◆ Task goal: Scan the following material for the string "call" and copy each line in which it appears.

◆ Given records:

PR #565, opened 2020-06-11
[P4-1665] Removes references to Profile fields

willfish:
### Jira link

P4-1665

### What?

Fixes all references to Profile fields.

Approach was to remove the fields from the database table profiles and
see what breaks

-    t.string "last_name", null: false
-    t.string "first_names", null: false
-    t.date "date_of_birth"
-    t.string "aliases", default: [], array: true
-    t.uuid "gender_id"
-    t.uuid "ethnicity_id"
-    t.uuid "nationality_id"
-    t.jsonb "profile_identifiers"
-    t.string "gender_additional_information"
-    t.integer "latest_nomis_booking_id"

Whatever tests broke as part of the field removal are fixed by this PR

### Why?

This enables us to move forward with separation of Person/Profile

**This PR is meant to be transparent to the api and the e2e tests must still pass**


spec/requests/api/v1/people_controller_update_spec.rb
```diff
@@ -131,7 +131,7 @@
 
       it 'updates an existing person' do
         put "/api/v1/people/#{person.id}", params: person_params, headers: headers, as: :json
-        expect(person.reload.latest_profile.gender_additional_information).to eq gender_additional_information
+        expect(person.reload.gender_additional_information).to eq gender_additional_information
```
willfish, line 134: This test duplicates test on 112

app/services/people/nomis_profile_validator.rb
```diff
@@ -6,8 +6,8 @@ class NomisProfileValidator
 
     validates :latest_nomis_booking_id, presence: true
 
-    def initialize(profile)
-      @latest_nomis_booking_id = profile.latest_nomis_booking_id
+    def initialize(person)
```
martyn-w, line 9: Maybe this class should be renamed to `NomisPersonValidator` as it is no longer validating a profile

app/services/people/crud.rb
```diff
@@ -9,24 +9,20 @@ def initialize(params)
     end
 
     ATTRIBUTES = %i[first_names last_name date_of_birth gender_additional_information].freeze
-    PROFILE_ASSOCIATIONS = %i[gender ethnicity].freeze
+    PERSON_ASSOCIATIONS = %i[gender ethnicity].freeze
```
alexdesi, line 12: Should this have `profiles` as well?
what about using V2::PersonSerializer::SUPPORTED_RELATIONSHIPS ?

app/services/court_hearings/create_in_nomis.rb
```diff
@@ -1,7 +1,7 @@
 module CourtHearings
   class CreateInNomis
     def self.call(move, court_hearings)
-      booking_id = move.profile.latest_nomis_booking_id
+      booking_id = move.profile.person.latest_nomis_booking_id
```
alexdesi, line 4: We can do this later, up to you:
`move.profile.person` is used in many places now, so we should remove the 

```
  def person
    raise 'Attempt to Access to person!!!'
  end
```
on the Move and allow to access the person through the profile.

Not high priority!

app/models/profile.rb
```diff
@@ -4,25 +4,15 @@ class Profile < VersionedModel
...
-  validates :last_name, presence: true
-  validates :first_names, presence: true
+
   validate :validate_assessment_answers
   attribute :assessment_answers, Types::Jsonb.new(Profile::AssessmentAnswers)
-  attribute :profile_identifiers, Types::Jsonb.new(Profile::ProfileIdentifiers)
-
-  scope :ordered_by_name, ->(direction) { order('last_name' => direction, 'first_names' => direction) }
-
-  IDENTIFIER_TYPES = %w[
```
martyn-w, line 23: Todo: triple check with Dom / Jason that `niche_reference` and `athena_reference` can be removed from the system, and check that they have no values on staging or on production.

app/services/people/finder.rb
```diff
@@ -15,25 +15,15 @@ def call
   private
 
     def apply_filters(scope)
-      scope = scope.joins(:profiles)
-
       if filter_params.key?(:police_national_computer)
-        scope = scope.where('profiles.profile_identifiers @> ?', police_national_computer.to_json)
+        scope = scope.where(police_national_computer: filter_params[:police_national_computer])
```
martyn-w, line 19: note that the previous search was a _range_ search (`@>`) whereas the new search is an exact match. Is this intended?

db/schema.rb
```diff
@@ -347,19 +347,19 @@
...
     t.jsonb "assessment_answers"
-    t.jsonb "profile_identifiers"
-    t.string "gender_additional_information"
     t.integer "latest_nomis_booking_id"
+    t.string "gender_additional_information"
+    t.jsonb "profile_identifiers"
+    t.uuid "nationality_id"
+    t.uuid "ethnicity_id"
+    t.uuid "gender_id"
+    t.string "aliases"
```
martyn-w, line 359: this was an array `t.string "aliases", default: [], array: true` but now it isn't? has something else changed?

spec/services/people/creator_spec.rb
```diff
@@ -93,30 +89,9 @@
...
-
     it 'sets the correct Person gender' do
       expect(new_person.gender_id).to eql gender.id
     end
-
-    it 'sets the correct Profile gender' do
-      expect(new_profile.gender_id).to eql gender.id
-    end
-
-    it 'does not set the identifiers for the Person' do
```
martyn-w, line 108: as Person is now the only holder for identifiers, should this test be updated rather than removed?

app/services/people/nomis_profile_validator.rb
willfish: I do agree. Alessandro mentioned this during pair review. I'll rename it and rerun the tests.

app/services/people/crud.rb
willfish: If I add profiles this would change the functionality of the controllers. Leaving for moment and we might update this as part of adding support to create/update a person with a profile in future.

app/services/court_hearings/create_in_nomis.rb
willfish: We've agreed to do this in a separate PR.

app/services/people/finder.rb
willfish: Yeah, the values are totally unique and a person only ever has one unique identifier for each type.

martyn-w:
I have a couple of concerns with these changes:
* moving the identifiers from profile to person changes the relationship from a person and their identifiers from 1:many to 1:1. This change is OK _if_ the reality of the book a secure move service is that a person will never have multiple identifiers (consider giving a false name during arrest for example). @jcavell has confirmed a person will never have multiple `prison_number` or `police_national_computer` identifiers. Unsure about `criminal_records_office`.
* a few old tests have been deleted: e.g. `spec/models/profile/profile_identifier_spec.rb` and `spec/models/profile/profile_identifiers_spec.rb`. These should probably be subsumed into person identifier specs.
* also to flag that a couple of identifiers disappear (`niche_reference`, `athena_reference`) - it has been confirmed by @jcavell  and @teneightfive this is OK
* this is a significant change and should be tested very thoroughly!

app/services/people/finder.rb
martyn-w: what if the front end wants to search with a partial identifier, e.g. `AB1` rather than `AB12345678` etc?

willfish:
```
 Running tests in:
 - Chrome 83.0.4103.97 / macOS 10.15.5

 ✓ With unfound person
 ✓ With existing person

 ✓ With a new person

 ✓ Reason - `Made in error`
 ✓ Reason - `Another reason`

 New move from Prison to Court
 ✓ With unfound person
 ✓ With existing person

 ✓ With existing person

 Download moves
 ✓ As Police user
 ✓ As Prison user
 ✓ As STC user
 ✓ As Supplier user

 Smoke tests
 ✓ As Police user
 ✓ As STC user
 ✓ As Prison user
 ✓ As Supplier user
 ✓ As OCA user


 18 passed (2m 26s)
```

spec/services/people/creator_spec.rb
willfish: Resolved in latest commit

willfish:
As regards the production use of the unmigrated identifiers ( `niche_reference`, `athena_reference`) we proved that the identifiers are not used in production (as they only exist in staging). They are also never filtered in the index action of PeopleController.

◆ Exercise response:
     def self.call(move, court_hearings)
@@ -15,25 +15,15 @@ def call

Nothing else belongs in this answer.